Source records Start Marker

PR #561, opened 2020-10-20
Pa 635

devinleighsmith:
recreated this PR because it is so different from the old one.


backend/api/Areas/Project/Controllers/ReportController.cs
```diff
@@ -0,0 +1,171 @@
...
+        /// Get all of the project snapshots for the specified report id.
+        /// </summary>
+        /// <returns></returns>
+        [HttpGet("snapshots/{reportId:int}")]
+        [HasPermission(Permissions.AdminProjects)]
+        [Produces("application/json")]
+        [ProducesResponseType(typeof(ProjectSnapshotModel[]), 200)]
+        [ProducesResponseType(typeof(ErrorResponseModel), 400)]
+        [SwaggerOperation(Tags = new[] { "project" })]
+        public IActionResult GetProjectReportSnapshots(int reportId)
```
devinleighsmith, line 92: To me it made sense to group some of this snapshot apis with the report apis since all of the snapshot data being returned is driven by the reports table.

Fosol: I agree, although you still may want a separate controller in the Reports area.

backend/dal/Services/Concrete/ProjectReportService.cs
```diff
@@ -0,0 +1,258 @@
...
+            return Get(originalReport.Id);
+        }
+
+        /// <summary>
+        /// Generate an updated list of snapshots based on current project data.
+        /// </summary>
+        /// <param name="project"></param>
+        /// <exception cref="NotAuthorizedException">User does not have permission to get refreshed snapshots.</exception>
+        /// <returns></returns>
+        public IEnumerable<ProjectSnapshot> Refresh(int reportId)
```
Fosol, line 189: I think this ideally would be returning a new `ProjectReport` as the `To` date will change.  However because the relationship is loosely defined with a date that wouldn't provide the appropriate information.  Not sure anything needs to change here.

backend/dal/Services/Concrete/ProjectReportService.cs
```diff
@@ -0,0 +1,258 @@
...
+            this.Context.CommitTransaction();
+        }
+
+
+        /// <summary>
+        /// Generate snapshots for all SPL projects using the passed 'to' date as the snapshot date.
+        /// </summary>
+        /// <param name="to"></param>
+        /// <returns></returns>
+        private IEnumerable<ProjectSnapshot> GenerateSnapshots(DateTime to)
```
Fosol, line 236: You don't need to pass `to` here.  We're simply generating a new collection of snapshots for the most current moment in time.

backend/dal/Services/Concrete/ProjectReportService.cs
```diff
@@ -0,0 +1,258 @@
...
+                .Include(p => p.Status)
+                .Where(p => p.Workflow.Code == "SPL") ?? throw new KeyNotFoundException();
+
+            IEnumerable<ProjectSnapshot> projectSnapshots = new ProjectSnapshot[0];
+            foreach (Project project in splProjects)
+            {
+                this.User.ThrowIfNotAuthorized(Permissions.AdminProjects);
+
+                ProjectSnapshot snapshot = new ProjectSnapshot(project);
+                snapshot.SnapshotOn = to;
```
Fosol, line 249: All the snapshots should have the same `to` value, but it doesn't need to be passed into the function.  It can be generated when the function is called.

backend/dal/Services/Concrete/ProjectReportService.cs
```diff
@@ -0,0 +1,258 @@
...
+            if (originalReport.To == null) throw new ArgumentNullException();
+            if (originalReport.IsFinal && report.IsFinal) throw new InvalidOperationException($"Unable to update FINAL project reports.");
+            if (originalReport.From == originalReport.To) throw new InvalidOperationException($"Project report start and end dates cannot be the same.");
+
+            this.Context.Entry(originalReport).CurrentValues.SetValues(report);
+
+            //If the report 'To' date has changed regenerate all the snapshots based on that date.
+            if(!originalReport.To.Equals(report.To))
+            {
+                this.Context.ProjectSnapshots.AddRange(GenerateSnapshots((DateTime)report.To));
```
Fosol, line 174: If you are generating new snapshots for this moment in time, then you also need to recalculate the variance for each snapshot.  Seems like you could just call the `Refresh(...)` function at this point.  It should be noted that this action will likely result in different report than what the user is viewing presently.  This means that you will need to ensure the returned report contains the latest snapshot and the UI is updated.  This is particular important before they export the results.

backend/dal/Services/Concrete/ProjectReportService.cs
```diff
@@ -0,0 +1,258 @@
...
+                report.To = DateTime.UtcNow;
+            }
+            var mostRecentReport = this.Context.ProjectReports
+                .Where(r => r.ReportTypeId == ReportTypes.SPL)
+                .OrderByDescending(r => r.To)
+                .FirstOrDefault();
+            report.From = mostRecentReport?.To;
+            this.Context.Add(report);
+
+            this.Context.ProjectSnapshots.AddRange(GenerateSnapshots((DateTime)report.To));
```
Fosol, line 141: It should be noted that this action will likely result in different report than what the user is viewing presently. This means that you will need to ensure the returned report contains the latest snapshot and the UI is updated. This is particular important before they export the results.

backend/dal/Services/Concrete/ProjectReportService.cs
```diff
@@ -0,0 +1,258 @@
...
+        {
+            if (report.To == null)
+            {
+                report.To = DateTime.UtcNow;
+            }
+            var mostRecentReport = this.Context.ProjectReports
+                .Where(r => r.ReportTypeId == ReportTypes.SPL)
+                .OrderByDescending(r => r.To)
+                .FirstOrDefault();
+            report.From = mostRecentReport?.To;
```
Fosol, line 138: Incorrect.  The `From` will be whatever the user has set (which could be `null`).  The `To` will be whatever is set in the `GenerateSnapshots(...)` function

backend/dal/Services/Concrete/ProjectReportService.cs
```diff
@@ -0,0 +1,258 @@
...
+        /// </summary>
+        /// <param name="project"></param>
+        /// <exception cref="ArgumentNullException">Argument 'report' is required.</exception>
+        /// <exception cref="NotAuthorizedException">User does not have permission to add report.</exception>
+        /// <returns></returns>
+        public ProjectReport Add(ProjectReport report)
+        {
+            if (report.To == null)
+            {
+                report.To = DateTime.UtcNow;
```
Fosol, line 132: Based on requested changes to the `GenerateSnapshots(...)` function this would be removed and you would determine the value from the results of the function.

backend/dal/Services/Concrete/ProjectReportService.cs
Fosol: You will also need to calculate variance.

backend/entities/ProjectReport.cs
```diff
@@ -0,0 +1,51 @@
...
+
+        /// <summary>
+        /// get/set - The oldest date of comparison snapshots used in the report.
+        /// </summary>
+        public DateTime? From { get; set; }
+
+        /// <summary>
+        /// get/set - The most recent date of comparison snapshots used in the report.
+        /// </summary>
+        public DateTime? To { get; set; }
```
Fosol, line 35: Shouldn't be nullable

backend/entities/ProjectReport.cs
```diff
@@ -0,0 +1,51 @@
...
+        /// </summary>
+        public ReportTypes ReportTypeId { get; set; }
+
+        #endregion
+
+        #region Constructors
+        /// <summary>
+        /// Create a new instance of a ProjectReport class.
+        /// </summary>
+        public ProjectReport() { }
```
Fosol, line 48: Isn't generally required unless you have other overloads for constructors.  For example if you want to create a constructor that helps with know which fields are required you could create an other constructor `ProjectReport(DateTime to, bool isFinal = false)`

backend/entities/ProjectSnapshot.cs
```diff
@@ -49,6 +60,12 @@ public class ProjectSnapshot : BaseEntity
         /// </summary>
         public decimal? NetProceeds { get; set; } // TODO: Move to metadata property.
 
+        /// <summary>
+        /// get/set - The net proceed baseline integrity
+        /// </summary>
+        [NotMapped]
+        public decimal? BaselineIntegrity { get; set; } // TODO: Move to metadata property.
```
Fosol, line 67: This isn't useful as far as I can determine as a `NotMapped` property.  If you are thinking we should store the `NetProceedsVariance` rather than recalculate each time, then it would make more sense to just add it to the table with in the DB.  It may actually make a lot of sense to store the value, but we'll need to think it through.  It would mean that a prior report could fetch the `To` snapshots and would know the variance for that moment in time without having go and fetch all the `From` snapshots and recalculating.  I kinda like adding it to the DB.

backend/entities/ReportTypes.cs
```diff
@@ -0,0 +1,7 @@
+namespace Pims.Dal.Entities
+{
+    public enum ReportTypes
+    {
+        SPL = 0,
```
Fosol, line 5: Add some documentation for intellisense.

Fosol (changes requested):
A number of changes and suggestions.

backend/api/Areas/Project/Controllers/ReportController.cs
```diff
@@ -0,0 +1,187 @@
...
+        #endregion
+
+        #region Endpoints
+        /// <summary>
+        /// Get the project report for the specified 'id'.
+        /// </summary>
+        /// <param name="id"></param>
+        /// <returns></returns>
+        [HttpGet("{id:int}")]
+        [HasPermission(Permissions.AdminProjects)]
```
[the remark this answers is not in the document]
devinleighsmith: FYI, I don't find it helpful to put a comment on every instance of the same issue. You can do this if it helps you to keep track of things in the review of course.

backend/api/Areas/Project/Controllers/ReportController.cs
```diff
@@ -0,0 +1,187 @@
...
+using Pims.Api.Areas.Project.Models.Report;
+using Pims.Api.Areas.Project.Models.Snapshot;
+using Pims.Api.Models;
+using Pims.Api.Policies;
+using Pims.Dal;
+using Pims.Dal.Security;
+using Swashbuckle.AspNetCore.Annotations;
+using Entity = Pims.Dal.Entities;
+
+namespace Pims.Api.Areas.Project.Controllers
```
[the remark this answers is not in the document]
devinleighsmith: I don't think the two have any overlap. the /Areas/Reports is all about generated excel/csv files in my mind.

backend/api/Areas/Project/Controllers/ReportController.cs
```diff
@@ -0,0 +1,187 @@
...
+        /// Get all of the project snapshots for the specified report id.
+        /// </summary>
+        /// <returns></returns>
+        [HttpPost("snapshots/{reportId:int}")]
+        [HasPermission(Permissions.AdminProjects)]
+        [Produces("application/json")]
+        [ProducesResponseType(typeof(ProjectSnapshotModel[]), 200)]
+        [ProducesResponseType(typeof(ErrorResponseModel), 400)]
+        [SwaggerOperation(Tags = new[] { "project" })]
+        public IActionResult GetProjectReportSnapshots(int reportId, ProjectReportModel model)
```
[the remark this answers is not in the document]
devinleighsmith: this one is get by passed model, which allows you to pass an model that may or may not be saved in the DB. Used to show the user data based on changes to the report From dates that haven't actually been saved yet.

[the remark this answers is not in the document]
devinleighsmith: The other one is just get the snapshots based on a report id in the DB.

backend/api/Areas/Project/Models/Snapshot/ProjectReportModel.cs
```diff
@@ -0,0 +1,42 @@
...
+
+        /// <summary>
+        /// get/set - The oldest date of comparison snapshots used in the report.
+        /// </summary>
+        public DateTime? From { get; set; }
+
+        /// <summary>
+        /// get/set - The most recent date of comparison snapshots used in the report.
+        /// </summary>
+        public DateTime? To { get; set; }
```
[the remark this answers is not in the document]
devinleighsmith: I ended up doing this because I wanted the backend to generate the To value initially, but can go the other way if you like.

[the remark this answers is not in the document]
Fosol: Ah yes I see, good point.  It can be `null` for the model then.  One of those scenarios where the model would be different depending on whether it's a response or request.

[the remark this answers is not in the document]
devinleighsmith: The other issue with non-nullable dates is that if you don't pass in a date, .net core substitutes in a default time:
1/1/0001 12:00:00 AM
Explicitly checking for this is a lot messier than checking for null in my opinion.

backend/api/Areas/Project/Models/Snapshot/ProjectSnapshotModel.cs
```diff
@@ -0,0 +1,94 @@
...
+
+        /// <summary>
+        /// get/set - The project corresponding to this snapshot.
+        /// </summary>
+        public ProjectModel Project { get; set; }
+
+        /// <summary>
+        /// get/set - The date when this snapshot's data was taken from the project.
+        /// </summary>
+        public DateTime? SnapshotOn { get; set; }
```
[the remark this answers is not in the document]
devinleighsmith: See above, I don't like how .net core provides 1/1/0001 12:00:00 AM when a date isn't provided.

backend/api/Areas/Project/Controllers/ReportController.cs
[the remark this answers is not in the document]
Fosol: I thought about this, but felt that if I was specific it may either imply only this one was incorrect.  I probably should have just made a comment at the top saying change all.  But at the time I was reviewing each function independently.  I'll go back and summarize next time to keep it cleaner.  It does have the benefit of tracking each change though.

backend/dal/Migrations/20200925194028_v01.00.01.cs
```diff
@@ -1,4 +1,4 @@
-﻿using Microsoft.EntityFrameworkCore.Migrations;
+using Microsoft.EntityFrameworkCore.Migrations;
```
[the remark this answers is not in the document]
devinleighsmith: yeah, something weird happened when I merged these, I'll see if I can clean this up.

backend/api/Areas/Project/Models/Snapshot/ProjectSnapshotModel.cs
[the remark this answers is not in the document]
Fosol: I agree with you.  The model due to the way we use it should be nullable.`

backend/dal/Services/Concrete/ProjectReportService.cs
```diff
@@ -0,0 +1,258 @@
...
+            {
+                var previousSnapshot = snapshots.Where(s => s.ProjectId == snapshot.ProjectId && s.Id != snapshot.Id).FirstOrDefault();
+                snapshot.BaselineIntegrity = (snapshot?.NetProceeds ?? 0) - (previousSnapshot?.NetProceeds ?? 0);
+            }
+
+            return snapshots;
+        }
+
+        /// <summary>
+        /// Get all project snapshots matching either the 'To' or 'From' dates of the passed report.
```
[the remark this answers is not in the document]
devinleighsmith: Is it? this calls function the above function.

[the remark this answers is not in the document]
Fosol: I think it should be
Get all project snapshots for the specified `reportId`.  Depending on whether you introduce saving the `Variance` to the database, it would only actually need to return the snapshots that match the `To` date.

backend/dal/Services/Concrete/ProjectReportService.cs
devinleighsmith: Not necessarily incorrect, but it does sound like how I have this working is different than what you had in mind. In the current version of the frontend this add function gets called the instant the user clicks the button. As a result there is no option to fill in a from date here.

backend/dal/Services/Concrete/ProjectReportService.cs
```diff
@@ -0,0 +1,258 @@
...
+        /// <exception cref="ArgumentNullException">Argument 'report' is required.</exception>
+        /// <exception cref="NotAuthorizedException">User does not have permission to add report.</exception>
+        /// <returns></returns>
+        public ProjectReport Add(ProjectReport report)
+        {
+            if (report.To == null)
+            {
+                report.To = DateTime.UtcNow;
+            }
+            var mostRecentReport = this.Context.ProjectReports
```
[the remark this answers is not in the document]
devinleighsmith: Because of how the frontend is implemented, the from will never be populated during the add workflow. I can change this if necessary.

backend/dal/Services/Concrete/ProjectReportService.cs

Source records End Marker

Prompt
Copy every line of the data where "noted" is found.

Answer to this exercise
Fosol, line 174: If you are generating new snapshots for this moment in time, then you also need to recalculate the variance for each snapshot.  Seems like you could just call the `Refresh(...)` function at this point.  It should be noted that this action will likely result in different report than what the user is viewing presently.  This means that you will need to ensure the returned report contains the latest snapshot and the UI is updated.  This is particular important before they export the results.
Fosol, line 141: It should be noted that this action will likely result in different report than what the user is viewing presently. This means that you will need to ensure the returned report contains the latest snapshot and the UI is updated. This is particular important before they export the results.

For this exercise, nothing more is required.